Electronic invoicing requirements are one example of markets’ heightening focus on tax compliance. While eInvoicing can promote the goal of seamless data streams, and increase access to important information for procure-to-pay processes, eInvoice mandates emerge as the result of government efforts to heighten visibility of trade and transactions, and to ensure taxes are being paid.

Today, he said, half-a-trillion euros are lost in the global VAT gap as a result of fraud, error and tax evasion. Van Der Valk pointed to Italy’s recent eInvoice mandate to address its gap in VAT payments, worth more than $39 billion. The initiative involves mandating the use of standardized, electronic invoices, as well as integration with online tax platforms to automate the exchange of buyer and supplier data.

Corporates’ traditional compliance solutions, he said, were not made to handle such complex technological requirements.

The ‘Third Trading Partner’

The result of these intensifying tax mandates means organizations must approach tax authorities as, what Van Der Valk described as, the “third trading partner,” a figure that is now a critical part of the procurement process, and of the buyer-supplier relationship.

To support that addition to the supply chain, though, data integration is essential. Van Der Valk said the market is moving toward the requirement of real-time tax checks in many areas of the enterprise, including accounts payable, enterprise resource planning (ERP), order-to-cash, procure-to-pay and supply chain management systems.

“Now, all of these systems and processes must be in perfect alignment to ensure there are no gaps or discrepancies that will trigger government scrutiny, or stop supply chains from moving,” he said.
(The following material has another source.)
PR #403, opened 2020-12-04
VZ-1747 : Set a default value for CRD property protocol

bhatpmk:
This PR fixes the validation issue mentioned in VZ-1747, by setting a default value for protocol.  In a v1 CRD a property specified as a list-map item key must be a required property or be given a default value.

The constant fluctuation of tax authorities’ specifications and regulations makes achieving this level of data integration, and tax compliance overall, even more difficult.

Globalizing supply chains adds an extra layer of complexity, of course. Today, organizations will often approach this challenge by enabling local authorities to link into vendors’ systems directly — in essence, letting their suppliers handle the compliance burden. Van Der Valk warned that this could backfire, leading to a “patchwork” of siloed processes and local systems.

Audit Targets

The digitization of procure-to-pay processes, and of tax authorities’ regulatory efforts, has cracked open organizations’ compliance risk exposure even further.

“Think about all of those invoices that companies have digitized over the past decade,” said Van Der Valk. “They are now audit targets.”

Tax regulators can trace organizations’ financial activity back years, and impose penalties that range from fines to forced shutdown of company operations, he added. Due to the awareness of the full risk of tax noncompliance in the procurement process, businesses are facing major risks — including the threat of “losing control over their own digital transactions.”

These tax mandates are, in essence, forcing organizations to move forward in their digitization efforts by adopting eInvoicing and electronic data capabilities. While that can be viewed as a challenge, businesses can see that requirement as an opportunity.

In the case of cross-border tax compliance, for instance, taking a global approach means a business can deploy real-time data integrations and controls over their financial information to not only maintain compliance across borders, but to further their own digital transformations, said Van Der Valk. Tax burdens also present an open door for organizations to knock down siloes and promote cross-department collaboration, too.

Today, and in the years ahead, there will be a “mission-critical responsibility” to take a proactive stance on tax compliance, or face financial and operational losses. Yet, beyond maintaining compliance, this “paradigm shift,” Van Der Valk noted, presents the chance to transform procure-to-pay operations for the better.

“Tax should not be dictating how you run your business,” he said.